This is \(ln(n)\) vs \(T_{boom}\) for Methane,
The negative gradient suggest \(n=Be^{-AT_{boom}}\) where \(A\) is the gradient of the line above and \(B=ln(y-intercept)\) a constant.
Then,
\(Temp=nT_{boom}=n.\cfrac{ln(\cfrac{B}{n})}{A}\) or \(Temp=-\cfrac{1}{A}n.ln(\cfrac{n}{B})\)
This is the way to relate \(n\) to Temp. But the density of the matter under study cannot be zero. For \(n\) to be valid \(T_{boom}\ne0\).
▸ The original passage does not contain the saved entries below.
PR #4625, opened 2021-01-14
empire 4 script fixes

hessenfarmer:
this fixes the resource names in the starting script which removes the default water and fish from the map to make the small buildings empty. 
furthermore one of the original mines could not be placed anymore due to new mine spots calculation. so this was adapted to avoid a no space error message in the users inbox


Noordfrees (approved):
LGTM & works fine.
I now get a `WARNING: Training site 'empire_trainingcamp1' is lacking its 'messages' table` do you want to fix this here as well?

hessenfarmer:
Done.
Thanks for the review

PR #4633, opened 2021-01-18
Show initial status message for win conditions

### LINKED ISSUE #4024: Show initial status message for win conditions
We reduced the number of win condition messages to make them less noisy. This means that we now don't have an initial message, which makes the win conditions harder to understand.

So, there should be 1 additional status message at 0:00 gametime.

matthiakl:
Fixes #4024


Noordfrees (approved):
LGTM, tested and working

PR #4634, opened 2021-01-19
v1.0 Maps Review

### LINKED ISSUE #967: Desert tournament is unfair
This map has a couple of issues:

- The left two sides seem to have more space then the right two sides.
- They also seem to have less trees to get to the middle.
- Most importantly, the yellow player cannot build a big building in the middle, while all other players can.

Generically speaking, the map is poorly designed: Choke points are not a good map element in Widelands. The concept of a "save starting island" for each player paired with a center place were everybody meets will give long drawn out games. A Widelands map should have at least two - three meeting points for each player or even be very wide open.

 * date created: 2015-02-19T07:28:53Z
 * owner: sirver
 * the launchpad url was https://bugs.launchpad.net/bugs/1423464

Noordfrees:
https://www.widelands.org/forum/topic/5112

- New map *Lesser Ring* by PkK
- Updated map *Wide World*
- Deleted map *Sun of Fire* (it is now available in an add-on "Formerly Official Maps")
- Marked *Desert Tournament* as unbalanced and renamed it to a name that does not imply any sort of balance (this closes #967)


frankystone (approved):
LGTM, not tested

PR #4730, opened 2021-03-02
Update stats python3

### LINKED ISSUE #4729: Python error in translations update script
The translations update script no longer works for me (neither before nor after the changes of #4728 by which I tried to fix it). The step that fails is the `update_translation_stats` program.
```
Fetching translation stats .Something went wrong:
Traceback (most recent call last):
  File "utils/update_translation_stats.py", line 140, in main
    result = generate_translation_stats(po_dir, output_file)
  File "utils/update_translation_stats.py", line 64, in generate_translation_stats
    if 'ERROR' in stats_output:
TypeError: a bytes-like object is required, not 'str'
```

frankystone:
fixes #4729

At least this works locally here. I couldn't test the errors.

### DIFF
--- a/data/i18n/translation_stats.conf
+++ b/data/i18n/translation_stats.conf
@@ -1,5 +1,5 @@
 [global]
-total=68812
+total=68812 
 
 [ar]
 translated=8053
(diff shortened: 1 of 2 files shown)


Noordfrees (approved):
Tested and working. Thanks for fixing :) 

edit: no need to wait for the builds here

The graph does not fit.
\(n\propto \cfrac{1}{T_{boom}}\)...
Given an average \(n\), \(Temp\propto T_{boom}\), that is why the previous posts on Methane suggests a series of \(ln(ln(ln(...))\).
\(n\) is the independent variable that determines \(Temp\) given \(T_{boom}\), something else set \(n\) and it is not \(Temp\). \(Temp\) is the result of \(n\) given \(T_{boom}\).
At the particle level, temperature jump at discrete steps as,
\(Temp=nT_{boom}\) or
\(\cfrac{E_a}{\cfrac{3}{2}kT_{boom}}=\cfrac{1}{n}\)
and \(n\) is an integer. But \(Temp\) given a volume of particles is a statistical average over all particles.
An we can all shower at the most comfortable temperature. Goodnight.